User Guide for the Discrete Dipole Approximation Code DDSCAT 7.0

TL;DR

DDSCAT 7.0 is an open-source software package that uses the discrete dipole approximation to simulate electromagnetic scattering and absorption by targets of arbitrary shape and composition, including periodic structures.

Contribution

This paper provides a comprehensive user guide for DDSCAT 7.0, detailing its capabilities, target geometries, and computational features for electromagnetic scattering simulations.

Findings

Supports arbitrary geometries and complex refractive indices

Includes parallel computing support with MPI and OpenMP

Calculates scattering, absorption, and near-field electric and magnetic fields

Abstract

DDSCAT 7.0 is an open-source Fortran-90 software package applying the discrete dipole approximation to calculate scattering and absorption of electromagnetic waves by targets with arbitrary geometries and complex refractive index.
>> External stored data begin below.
PR #958, opened 2020-07-16
Rebase on common linting rules, fix linting errors, format with Prettier

kdembler:
This PR finalizes linting/formatting work we've been doing based on common Joystream linting rules. It fixes any ESLint/Prettier issues and fixes lint git hooks.


fcescob (approved):
I gave another look at config files, skipped all the other one since we did those in a pair programming session. LGTM!

fcescob (approved):

fcescob (approved):

.editorconfig
```diff
@@ -1,16 +1,14 @@
+# In case prettier plugin or eslint with autofix is not enabled in IDE
+# The fallback settings here should match with our prettierrc config
+# so we get consistency!
```
mnaamani, line 3: It will be a headache to maintain consistency although I don't expect these basic configs to change.
So in the rest of the repo I chose not to have and .editorconfig (which exception of pioneer)

mnaamani: Since .editorconfig doesn't have the same "coverage" as prettier, a developer that doesn't use the prettier or eslint plugin will inevitably have to run the formatting script and fix. But as a fallback it doesn't conflict with someone using prettier/eslint in the IDE since the prettier plugin will look at the prettier config files before .editorconfig I don't see the harm in keeping it.

mnaamani (approved):

mnaamani:
Tested linting, building :+1:

PR #960, opened 2020-07-16
My roles - add Worker ID

Lezek123:
SSIA

### DIFF
--- a/pioneer/packages/joy-roles/src/tabs/MyRoles.tsx
+++ b/pioneer/packages/joy-roles/src/tabs/MyRoles.tsx
@@ -129,6 +129,7 @@ export const CurrentRoles = Loadable<CurrentRolesProps>(
             <Table.Header>
               <Table.Row>
                 <Table.HeaderCell>Role</Table.HeaderCell>
+                <Table.HeaderCell>Worker / Curator ID</Table.HeaderCell>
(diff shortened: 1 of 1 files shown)


mnaamani:
Is it normal not to see my role as content workinging group lead if I set it via sudo rather than going through hiring process?

mnaamani:
> Is it normal not to see my role as content workinging group lead if I set it via sudo rather than going through hiring process?

Same member id is also storage load, assigned through hiring process, and that showed up in my roles correctly

Lezek123:
> Is it normal not to see my role as content workinging group lead if I set it via sudo rather than going through hiring process?
> Same member id is also storage load, assigned through hiring process, and that showed up in my roles correctly

Storage Working Group lead is quite different, because technically he's part of the "workers" group, so it's easy to include this role in `my-roles`. Including Content Working Group lead role would require some addiotional handling, since it's kind of "separated", doesn't have `workerId` etc.

It can be done, but not sure if it's necessary.

mnaamani:
okay thanks for the clarification.

I think right now its not necessary.

mnaamani:
LGTM will merge unless @bwhm has any additional issue re showing content working group lead role info

Screen Shot 2020-07-16 at 6 39 31 PM

mnaamani (approved):

PR #961, opened 2020-07-16
Add Tests 

fcescob:
This PR adds a render test to each component, and adds code coverage to the codebase.
I've added a check to ensure coverage is above the current coverage minus `2%` so if a new component or function are added, they must be tested or the test suite will fail. 

Relevant issues: #748


kdembler:
@Gamaranto needs rebase

atlas/packages/app/config-overrides.js
```diff
@@ -56,4 +56,20 @@ module.exports = {
     paths.appBuild = path.resolve(__dirname, '..', '..', 'dist')
     return paths
   },
+  jest: function (config) {
+    config.coverageThreshold = {
+      global: {
+        statements: 48,
```
kdembler: Where do these values come from? I've seen you've mentioned that these should be current values - 2, but I don't see that reflected. When I run coverage I get the following values instead 68.66, 45.64, 57.26, 70.52.

Also, more importantly, I'm not sure we should enforce coverage at this point in development. I feel like we can enforce testing some more complex pieces of logic but I don't think we should spend time on writing tests for every component

kdembler (commented):
I'm not exactly sure what's the goal of these tests. I see that we are trying to do snapshot testing but there are some issues:

Firstly, our snapshots don't really work. If you look at a snapshot file you will see that the snapshots aren't really saved:
```
exports[`HamburgerButton component Should render Hamburger correctly 1`] = `ReactWrapper {}`;
```
So what I think actually happens is that we are just rendering the component and don't care about any of its outputs as long as it renders.

Secondly, I'm not sure we should do properly done snapshot tests at this point. I expect that during this period of development we may end up changing the components quite often so snapshots would be pretty inconvenient to use.

To summarise, I think that at this point we should just write shallow render tests for components (that's actualy what happens now, but we shouldn't pretend those are snapshots).

Please let me know what you think or whether's something I've said is unclear.

fcescob:
Good points. I will change the tests to be just shallow render tests, regarding coverage, I tend to agree here too that it might be pointless to have it now, so I will remove it for now, I do think it would be valuable to have this, closer to launch or after v1 is out.

atlas/packages/app/src/shared/__tests__/Button.test.tsx
```diff
@@ -1,13 +1,13 @@
 import React from 'react'
 import { mount } from 'enzyme'
-import { Button } from '../components'
+import Button from '@/shared/components/Button'
```
kdembler, line 3: This is inside the `shared` package so I think it may be a better idea to use a relative import here

kdembler (approved):
Looks good. If I throw an error inside a component function, the tests fail so that's a good thing. I think we're more than fine for now with the testing. Just wondering whether you've looked at https://github.com/testing-library/react-testing-library. Approved!

bedeho (approved):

The targets may be isolated entities (e.g., dust particles), but may also be 1-d or 2-d periodic arrays of "target unit cells", allowing calculation of absorption, scattering, and electric fields around arrays of nanostructures. The theory of the DDA and its implementation in DDSCAT is presented in Draine (1988) and Draine & Flatau (1994), and its extension to periodic structures (and near-field calculations) in Draine & Flatau (2008). DDSCAT 7.0 includes support for MPI, OpenMP, and the Intel Math Kernel Library (MKL). DDSCAT supports calculations for a variety of target geometries. Target materials may be both inhomogeneous and anisotropic. It is straightforward for the user to "import" arbitrary target geometries into the code. DDSCAT automatically calculates total cross sections for absorption and scattering and selected elements of the Mueller scattering intensity matrix. This User Guide explains how to use DDSCAT 7.0 to carry out electromagnetic scattering calculations. DDfield, a Fortran-90 code DDfield to calculate E and B at user-selected locations near the target, is included in the distribution.